"
"Yes, there's that," admitted Lemuel. "I've worried a good deal
about that, for I've had to take a servant's place in a good many
things, and I've thought folks looked down on me for it, even when
they didn't seem to intend to do it. But I guess it isn't so bad as
I thought when I first began to notice it. Do you suppose it is?"
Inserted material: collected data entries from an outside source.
PR #1354, opened 2026-06-09
Fix planewave based jellium model

### LINKED ISSUE #808: Is the Jellium model Hamiltonian incorrect?
I have a quick question related to the correctness of the Jellium (plane wave basis) Hamiltonian - in particular the potential term in 2 dimensions. 

A minimal code snippet to generate the potential term of a spinless Jellium Hamiltonian (with the plane wave basis states living on a 2D, 3x3 grid) reads:

```
from openfermion.hamiltonians.jellium import plane_wave_potential
from openfermion import Grid
import math
grid = Grid(dimensions=2, length=3, scale=2*math.pi)
potential = plane_wave_potential(grid, spinless=True, e_cutoff = None)
```

There are two potential issues that I see (and I'm curious if I'm missing something maybe?):

1) The code tries to implement the second line of Eq 7 in [1]. Looking at `plane_wave_potential`, the outer loop over \mu (or `omega_indices` in the code defined on line ~146 of `OpenFermion/src/openfermion/hamiltonians/jellium.py`), will iterate over momenta values ([0,0] is skipped): 
[-1. -1.], [-1.  0.], [-1.  1.], [ 0. -1.], [0. 1.], [ 1. -1.], [1. 0.], [1. 1.]
This seems potentially incomplete to me. I would think there should be other momenta values here like [-2, 0], for example. This is because (see Eq 7 in [1]), orbitals that correspond to index, (for example): \mu + p = [-2, 0] + [1,0] = [-1, 0] are still on the grid of allowable basis states. In other words, the \mu index (in code, effectively related to `omega_indices`) should include cases corresponding to higher momenta values than what the base 3x3 grid includes. 

2) The authors of [1] write eq 7 for a 3d case. The code, however, seems to be written in a general way, and allows other dimensions (say dimension==2). However, `plane_wave_potential` scales each term of the potential energy by a 1/momenta_squared (see line ~162 of `OpenFermion/src/openfermion/hamiltonians/jellium.py`) factor, where momenta_squared is calculated from the outer index (i.e index \mu). This seems incorrect for dimensions other than 3. For example, book [2] (see equations 1.19 and 1.68) shows that this scaling should go like 1/momenta (no square) in 2 dimensions. 

I'd love to know if I'm missing something or if these are issues with the current Jellium implementation in the code. 
thanks

[1] Babbush et al, PRX 8, 011044 (2018)
[2] Giuliani, G. & Vignale, G. Quantum Theory of the Electron Liquid

arettig:
This fixes #808, accounting for the 2 issues raised there:

1. The planewave basis set is truncated inconsistently. The planewave basis set is truncated based on Ecut as expected for the kinetic term, but in the electron-electron repulsion, only the momentum change q = G1 - G2 is truncated, allowing terms arising from planewaves that should be excluded from the basis. This has been corrected by truncating consistently with the kinetic term.
2. The coulomb operator was hardcoded for 3-dimensional systems but allowed calculations with other numbers of dimensions (and in fact was tested on 1-dimensional systems). The coulomb kernel was generalized to allow for 1 and 2 dimensional systems as well (using a soft coulomb potential for 1D), and will crash if not using 1-3 dimensions. The reference values for several tests that utilized 1-dimensional hamiltonians were adjusted.

### DIFF
--- a/src/openfermion/hamiltonians/jellium.py
+++ b/src/openfermion/hamiltonians/jellium.py
@@ -15,6 +15,7 @@ import math
 from typing import Optional
 
 import numpy
+import scipy.special
 
 from openfermion.ops.operators import FermionOperator, QubitOperator
 from openfermion.utils.grid import Grid
@@ -59,6 +60,37 @@ def wigner_seitz_length_scale(
     length_scale = volume ** (1.0 / dimension)
 
     return length_scale
+
+
+def coulomb_potential_momentum(
+    momenta_squared: float, dimension: int, volume: float, a_1d: float = 1.0
+) -> float:
+    """Return the momentum space Coulomb potential for a given dimension.
+
+    For 1d systems, a soft coulomb potential is used with a regularization
+    parameter of a_1d: v(r) = 1/sqrt(r^2 + a_1d^2)
+
+    Args:
+        momenta_squared (float): The squared momentum vector.
+        dimension (int): The dimension of the system (1, 2, or 3).
+        volume (float): The volume (or area, or length) of the simulation cell.
+        a_1d (float): The regularization parameter for 1D systems (default 1.0).
+
+    Returns:
+        float: The potential coefficient.
+    """
+    if momenta_squared == 0:
+        return 0.0
+    q = numpy.sqrt(momenta_squared)
+    if dimension == 3:
+        return 2.0 * numpy.pi / (volume * momenta_squared)
+    elif dimension == 2:
+        return numpy.pi / (volume * q)
+    elif dimension == 1:
+        # use a soft coulomb potential with reg. param a_1d
+        return scipy.special.k0(q * a_1d) / volume
+    else:
+        raise ValueError(f'Unsupported dimension {dimension}.')
 
 
 def plane_wave_kinetic(
@@ -119,7 +151,6 @@ def plane_wave_potential(
         operator (FermionOperator)
     """
     # Initialize.
-    prefactor = 2.0 * numpy.pi / grid.volume_scale()
     operator = FermionOperator((), 0.0)
     spins = [None] if spinless else [0, 1]
     if non_periodic and period_cutoff is None:
@@ -169,7 +200,9 @@ def plane_wave_potential(
             continue
 
         # Compute coefficient.
-        coefficient = prefactor / momenta_squared
+        coefficient = coulomb_potential_momentum(
+            momenta_squared, grid.dimensions, grid.volume_scale()
+        )
         if non_periodic:
             coefficient *= 1.0 - numpy.cos(period_cutoff * numpy.sqrt(momenta_squared))
 
@@ -228,7 +261,6 @@ def dual_basis_jellium_model(
     """
     # Initialize.
     n_points = grid.num_points
-    position_prefactor = 2.0 * numpy.pi / grid.volume_scale()
     operator = FermionOperator()
     spins = [None] if spinless else [0, 1]
     if potential and non_periodic and period_cutoff is None:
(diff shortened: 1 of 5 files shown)


src/openfermion/hamiltonians/jellium.py
```diff
@@ -61,6 +62,37 @@ def wigner_seitz_length_scale(
...
+        dimension (int): The dimension of the system (1, 2, or 3).
+        volume (float): The volume (or area, or length) of the simulation cell.
+        a_1d (float): The regularization parameter for 1D systems (default 1.0).
+
+    Returns:
+        float: The potential coefficient.
+    """
+    if momenta_squared == 0:
+        return 0.0
+    q = numpy.sqrt(momenta_squared)
```
mhucka, line 84: Since `momenta_squared` is a Python `float`, if the value is a non-negative scalar, it should be possible to use Python's regular `math.sqrt`; this would be slightly faster as it will avoid some overhead in NumPy's version.

If this is changed to a `math.sqrt`, it also would be better to test that the value of momenta_squared is non-negative before taking the square root. The rest of this function tests other values and uses an `else` to deal with everything else, but it will be too late by then.

Finally, I see that the original code in this file used numpy functions and constants instead of Python `math` versions. I'm not sure if there was a reason for that – it might be a historical hold-over from pre-Python 3 days, or something else. If only the new code in this PR is changed to use the math versions, then that would be a bit inconsistent. So, an option might be to leave everything in this PR as you have it now (using numpy things), and leave the type changes to a different PR.

src/openfermion/hamiltonians/jellium.py
```diff
@@ -61,6 +62,37 @@ def wigner_seitz_length_scale(
...
+    if dimension == 3:
+        return 2.0 * numpy.pi / (volume * momenta_squared)
```
mhucka, line 86: Similar as above, it should be possible to use Python's regular `math.pi` here; this would be slightly faster as it will avoid some overhead in NumPy's version.

src/openfermion/hamiltonians/jellium.py
```diff
@@ -61,6 +62,37 @@ def wigner_seitz_length_scale(
...
+    elif dimension == 2:
+        return numpy.pi / (volume * q)
```
mhucka, line 88: Ditto for the `numpy.pi` here.

src/openfermion/hamiltonians/jellium.py
```diff
@@ -61,6 +62,37 @@ def wigner_seitz_length_scale(
     return length_scale
 
 
+def coulomb_potential_momentum(
+    momenta_squared: float, dimension: int, volume: float, a_1d: float = 1.0
+) -> float:
+    """Return the momentum space Coulomb potential for a given dimension.
+
+    For 1d systems, a soft coulomb potential is used with a regularization
+    parameter of a_1d: v(r) = 1/sqrt(r^2 + a_1d^2)
```
mhucka: We should probably format this equation using LaTeX notation. This will render better when the docstrings are processed for the web documentation pages.

src/openfermion/hamiltonians/jellium.py
```diff
@@ -61,6 +62,37 @@ def wigner_seitz_length_scale(
     return length_scale
 
 
+def coulomb_potential_momentum(
+    momenta_squared: float, dimension: int, volume: float, a_1d: float = 1.0
+) -> float:
+    """Return the momentum space Coulomb potential for a given dimension.
+
+    For 1d systems, a soft coulomb potential is used with a regularization
```
mhucka: Nit:

```suggestion
    For 1-D systems, a soft coulomb potential is used with a regularization
```

mhucka (changes requested):
Thank you for doing this!

I have some comments about some possible slightly optimizations, but they might be better off left to another PR.

The only other thing is a request for formatting the formula in one of the docstrings. Other than that, it looks good!

src/openfermion/hamiltonians/jellium.py
arettig: This is a good point, thanks! I will make another PR to replace the NumPy functions.

src/openfermion/hamiltonians/jellium.py
arettig: Done, thanks for catching this!

src/openfermion/hamiltonians/jellium.py
arettig: Done, thanks!

mhucka (approved):
LGTM. Thanks!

His voice was suddenly tense with personal interest in the question
which had ceased to be abstract.
"Oh, certainly not," said the minister, with an ease which he did
not feel.
"I presume I had what you may call a servant's place at Miss
Vane's," pursued Lemuel unflinchingly, "and I've been what you may
call head waiter at the St. Albans, since I've been there. If a
person heard afterwards, when I had made out something, if I ever
did, that I had been a servant, would they--they--despise me for
it?"
"Not unless they were very silly people," said Sewell cordially, "I
can assure you."
"But if they had ever seen me doing a servant's work, wouldn't they
always remember it, no matter what I was afterwards?" Sewell
hesitated, and Lemuel hurried to add, "I ask because I've made up my
mind not to be anything but clerk after this."
Sewell pitied the simple shame, the simple pride. "That isn't the
question for you to ask, my dear boy," he answered gently, and with
an affection which he had never felt for his charge before.